Por Redação VEJA Materia seguir SEGUIR Materia seguir SEGUINDO 28 fev 2025, 10h22 • Atualizado em 28 fev 2025, 10h22
  • A Polícia Civil do Rio investiga o desaparecimento da jornalista britânica Charlotte Alice Peet, de 32 anos. Segundo as autoridades, ela estava em São Paulo e pegou um ônibus para a capital fluminense, onde se hospedou em um hostel na Zona Sul da cidade, entre os dias 17 e 24 de fevereiro. Nesse período, contudo, ela já havia parado de responder aos contatos e dar notícias a amigos e familiares. A principal linha de investigação neste momento é de que o sumiço é voluntário. 

    A investigação é conduzida pela Delegacia de Descoberta de Paradeiros (DDPA) que, por meio de cruzamentos de informações, conseguiu confirmar a hospedagem de Charlotte Alice Peet no hostel. Quando a polícia chegou ao local, contudo, a jornalista já não estava mais lá. Durante esse período, contudo, câmeras de segurança acessadas pelos policiais mostram que ela caminhava e frequentava bares em ruas dos bairros de Botafogo e Leme, ambos na Zona Sul carioca, e aparentava tranquilidade. 

    Naquele momento, seu desaparecimento já havia sido reportado. Ela não retorna aos contatos dos familiares desde o dia 8 de fevereiro. Funcionários do hostel onde a jornalista ficou hospedada informaram ainda aos agentes que ela não apresentou comportamento incomum, durante sua estadia. Os investigadores acreditam que ela não tem feito contato com amigos e familiares propositalmente. Ainda assim, em nota, a Polícia Civil afirmou que “as diligências seguem para identificar o paradeiro atual”. 

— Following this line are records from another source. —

Issue #296, opened 2020-09-09
[FEATURE REQUEST] - Improve mod list clarity


ChiriCuddles:
**What problem does the feature request solve?**
There were some issues with the clarity of the mod list.

**Example mock-up**
Author bylines differentiated from mod names:
![image](https://user-images.githubusercontent.com/6081834/92620783-664e9200-f306-11ea-8011-46a6669aab5a.png)

Disabled mods are more transparent than enabled mods:
![image](https://user-images.githubusercontent.com/6081834/92622008-e6292c00-f307-11ea-85bd-34d3e27b7db2.png)

Mod footer buttons don't have borders anymore that make it hard to tell which card they belong to:
![image](https://user-images.githubusercontent.com/6081834/92621006-a877d380-f306-11ea-871a-cc36f018ef33.png)

Mod footer buttons have a similar appearance to navigation buttons on the left side of the application:
![image](https://user-images.githubusercontent.com/6081834/92621081-bb8aa380-f306-11ea-9fde-9c41d29fea9d.png)

The version link has the same click region & appearance as the other footer buttons:
![image](https://user-images.githubusercontent.com/6081834/92621184-d8bf7200-f306-11ea-92d6-2fedcb3f2a23.png)

**Additional information**
This "mockup" is actually implemented on my end, but I wasn't sure if I should jump straight into making pull requests for all of it, and how much I should break it up for said PRs, so I figured I'd make an issue first. 

Lemme know your thoughts! (I'm in the Discord as well btw, my username is Chirichirichiri. If you wanna discuss things via DM)

ebkr:
Hi, thanks for raising it!
It's best to keep them appearing as clickable (rather than only on hover), so having them blend in isn't ideal.
Possibly adding vertical borders might be better?

How does it appear for light theme?

Yuudaari:
Borders don't really read to me as "clickable", they read to me as "table". (Especially given that the mod link previously wasn't clickable for the full size of the button.) Generally I find that "clickable" can be inferred through different colours, which is a thing in both themes (though it's more clear in the light theme given that the text is blue rather than grey.)

Sorry about not uploading light theme, forgot:
![image](https://user-images.githubusercontent.com/6081834/92623394-8469c180-f309-11ea-9132-1f6ad21e9df1.png)

ebkr:
Yeah, you're right that they don't appear clickable in the dark theme. The blue definitely helps with that. I think the borders are fine to leave.

[...]

PR #298, opened 2020-09-11
CSS theme cleanup

ChiriCuddles:
These are some pretty sweeping changes and they might be divisive, so I understand if you don't want to merge this as-is (or at all 😅) With that being said, here's how I got here (don't worry, there's a TL;DR at the bottom):

## The Problem
When I was working on #297, making edits to the dark theme was really annoying because I wasn't in an SCSS file. It was also hard to figure out why things had the colours they did, since clicking on any CSS file source in the Style panel of the DevTools was just sending me to these massive lines of compressed CSS code, and it just felt inconsistent and hard to work with. What I wanted was a few things: 
1. An SCSS colour palette of variables.
2. Being able to see why things got the styles they did.

That doesn't sound too hard, no? Well...

## Changing how Bulma is imported
The first step was actually really easy in the end, I just needed to [move the Bulma importing from the `App.vue` file to the `app.scss` file.](https://github.com/ebkr/r2modmanPlus/commit/38ef26e6d13d840f2c6813a7c3b7ded448b4b26b) Turns out Bulma can be imported super easily because of `sass-loader`!

Just doing this much actually helped quite a bit, because this allowed clicking on CSS file sources to show Bulma's SCSS instead.

Seeing Bulma's SCSS sent me down the next rabbit hole — *Bulma has overrideable CSS variables for a ton of stuff.*

## Removing `superhero.bulma.css`
So, if I wanted to be able to use SCSS in the dark theme, I wasn't going to be able to rely on the stuff in `superhero.bulma.css` anymore. That meant either figuring out how to enable/disable a SCSS stylesheet at runtime (which felt like it was going to be one of those things I'd be banging my head on a desk for ages about), or going all in, removing the `superhero.bulma.css` theme, and reimplementing it by replacing all the Bulma variables with CSS vars that I could much more easily change at runtime.

I went for the latter option, I just liked the idea of it more. I wasn't attached to that theme anyway, since [its primary colour was a little hard to parse interactables for](https://github.com/ebkr/r2modmanPlus/issues/296#issuecomment-689678785), and it didn't have full parity with the light mode anyway. (Which, in my opinion, it should.)

## How to toggle "dark mode" without appending/unappending a CSS stylesheet
I quickly found out that Quasar actually had a dark mode built in, so I started with that. Maybe Bulma would support that dark mode? All I had to do is replace the ThemeManager's method with one that calls Quasar's `Dark.set()`, making it behave exactly as the old button did, for some base elements... except for all the Bulma stuff, which has exactly zero support for Quasar's Dark Mode. Ah well.

Note: Quasar's Dark Mode seems like it's supposed to be able to detect whether the user prefers dark or light mode, but I'm not sure if that's in, or enabled or whatever. Could use some more research.

Unfortunately, for some reason, Quasar only applies a dark mode class to `<body>`, not `<html>`, which means the `<html>` has no way to change its background by default. As a result of this, we now watch for `$q.dark.isActive` changing in `App.vue` and toggle an `.html--dark` class as-needed.

## `light.scss` and `dark.scss`
So, next up is mapping those Bulma variables I found with CSS variables. Here I was sad to find that Bulma does a bunch of operations on some main vars, like `darken` and `rgba` and such, rather than using them as-is, which meant that I wasn't able to change their core palette and instead had to override all the component variables we're using individually. That was okay, meant a bit more work to set up though.

Here's what `light.scss` ended up containing:
1. **"custom"/core scheme variables.** These variables don't override anything, but they contain pretty much the whole palette. They each follow the pattern `var(<CSS variable that may or may not exist>, <fallback from Bulma's default theme>)`
2. **Bulma overrides.** These variables were like the above, but they actually overrode the defaults in Bulma's SCSS files. A lot of these reference the core scheme variables.
3. **Other Bulma overrides.** Some overrides like shadows are a bit more complex, so they go in their own section and reference core scheme variables directly.
4. **"custom" variables (again).** These are variables for non-Bulma elements/components that we apply ourselves in our SCSS files.

Then comes `dark.scss`, which is all about overriding the CSS variables we reference in `light.scss` when the `.html--dark` class is applied. Here's what it ended up containing:
1. **A colour palette.** (Hallelujah! My dreams have become reality!) This palette is based on a combination of the old Superhero theme and the default Bulma theme, in order to have as complete of parity between the two themes as possible.
2. **CSS var overrides.** These will almost always reference a palette colour.

### `custom.scss`
1. Most of the SCSS code is in here now rather than `app.scss`, because any SCSS entry file that uses variables (it detects a `$`) has the Quasar variables injected, and these Quasar variables infect Bulma and break its defaults (which we rely on.) Again, just moving our custom code to `custom.scss` so that there's no `$`s there fixes that issue.
2. Bulma doesn't actually have variables for everything, it's actually a little inconsistent, so there's a bit of manual colour application done in the beginning of `custom.scss` in order for the themes to have full parity.

### Misc cleanup
1. Any colours used in the old `app.scss` code (now in `custom.scss`) are now referencing one of our new variables in `light.scss`.
2. The sticky headers which use the `.card` class had a border-radius by default, and were previously fixed by adding a background to `.sticky-top`. I changed this so that instead there's an `.is-square` class on those elements that just removes the `border-radius`
3. To fix some icon colour stuff in `ExpandableCard`, I changed the header anchor element to a `div` and added the `.cursor-pointer` class to it, and I also changed the disabled sort buttons to have the `.disabled` class instead of being a completely different element.

## Screenshots
Settings menu
image

Help menu with hovered link
image

Config editor with hovered `select`
image

The actual config editor with a hovered `input`
image

Mod list with hovered card icon
image

View associated popup
image

Custom launch parameters popup
image

Profile selection
image

Create a profile
image

# TL;DR
Here's an overview of all the changes:

### In `light.scss`, replace any bulma color variables used by components we're using with CSS variables
- When we can't use a CSS variable, we instead override the color manually with a custom rule in `custom.scss` (most of the time this is unnecessary, tho)

### Use Quasar's "Dark Mode" as base
- Rather than appending/unappending `#darkThemeStyle` element, use `Dark.set(settings.darkTheme)`
- Watch for when Quasar's "Dark Mode" is toggled, and when it is, toggle the `.html--dark` class on the `html` element
- Override Quasar `$dark-page` to a CSS var

### Add a `dark.scss` file for, when `.html--dark`, replacing the values of all the CSS vars we have defined in `light.scss`
- Contains a colour palette based on superhero theme for consistency
- Uses the same blue colour for links and buttons as the light theme!

### Other misc changes
- Add `.is-square` for `border-radius: 0` on sticky headers
- Change `ExpandableCard` header from an anchor to a `div` with `.cursor-pointer`, fixing some colour issues in the process
- Cleanup `ExpandableCard` `.card-header-icon`s, don't duplicate the whole icon for each if/else, instead just toggle the `.disabled` class

# #297?
If it gets merged, I'll merge its changes into this pull.

# ...Anyway...
I'm so sorry at how long this explanation got and how sweeping these changes are. I didn't expect it to get quite this big going into this project. Feel free to do with this what you want, honestly. Merge, discard, whatever. If you need anything more from me, I'll be watching the pull and stuff, and you can always contact me thru email or Discord (Chirichirichiri on the server) if you need to. Here for whatever!

I hope this stuff is at least useful in some way! Thanks for making a fun project to hack on! 🤍


ebkr:
I'd honestly love to be able to get rid of that superhero.bulma.css file. The primary reason was to easily allow switching between themes without having to restart the app. I haven't actually checked any of the code yet (or for the other PR yet, plan to in a few days), however is this still possible? (I'm assuming so from the .html--dark class).

Not sure if you have access to the mod-management channel in the modding discord, although there's also the r2modman discord server if you're able to join that.

I'm glad you've found it fun to work on, I hope it hasn't been too much of a mess! If there's anything you feel like needs work, or any issues you ever want to pick up, just let me know!

Yuudaari:
Oh, I didn't reply to everything. 

Not gonna lie, I've been like "whyyy is this like this" a couple times, but honestly I do that for every codebase, even my own that I set up only days prior 😜

Yeah, I'd be up for tackling other things (tho mainly UI stuff, since I'm a UI/UX designer by trade.) I'll see about maybe tackling other stuff once these current PRs are dealt with, I don't want it to get too overwhelming to merge it all

src/css/scheme/dark.scss
```diff
@@ -0,0 +1,58 @@
...
+    $night-b  : #bdcbdb;
+    $night-c  : #cedef1;
+    $night-d  : #d9e3ee;
+    $night-e  : #e6eff8;
+    $primary-1: #3273dc;
+    $primary-2: #5596ff;
+    
+    // overriding variables with dark theme colors
+    
+    --background                        : #{$night-1};
```
ebkr, line 18: Not a fan of this formatting, I'd prefer it to be:
```suggestion
    --background: #{$night-1};
```

ebkr (changes requested):
Just formatting needs updating, haven't tested locally yet but styling changes look good.

ebkr:
Yeah that's fair enough, and by all means don't feel as though you have to commit to anything! 
There's some pretty weird stuff that goes on, especially around the earlier areas of the project. This was basically my first attempt with TypeScript and Vue ¯\_(ツ)_/¯

src/css/scheme/dark.scss
Yuudaari: Ah, gotcha. Yeah, the main reason I did that was so that it's easier to do multi-cursor copying of names and values and such, but that's probably not a big priority. I can remove all that extra whitespace for sure

ebkr (approved):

    Nos últimos dias, quando o desaparecimento foi reportado ainda em São Paulo, a Associação dos Correspondentes de Imprensa Estrangeira no Brasil (Acie) já havia divulgado uma nota com um apelo às autoridades para intensificar as buscas e encontrá-la “o mais rapidamente possível”. 

    Charlotte trabalhou no Brasil como correspondente freelancer há mais de dois anos. Ela voltou para Londres, mas chegou a retornar para o Brasil em novembro do ano passado. No dia 8 de fevereiro, Charlotte enviou mensagens de WhatsApp para uma amiga no Rio de Janeiro e disse que precisava de um lugar para ficar. A amiga respondeu que, infelizmente, não poderia hospedá-la porque tinha outros hóspedes na casa. Na conversa, Charlotte também disse que estava em São Paulo. 

    A jornalista trabalhou como freelancer por mais de cinco anos no Brasil e em Londres. Em sua conta do Linkedin, Charlotte informa que iniciou, em março do ano passado, a trabalhar na equipe editorial de uma plataforma de geração de dados chamada Mindrift. Ela já fez trabalhos para Al Jazeera, The Telegraph, The Evening Standard e The Independent e escreveu para um veículo de cultura e viagens português.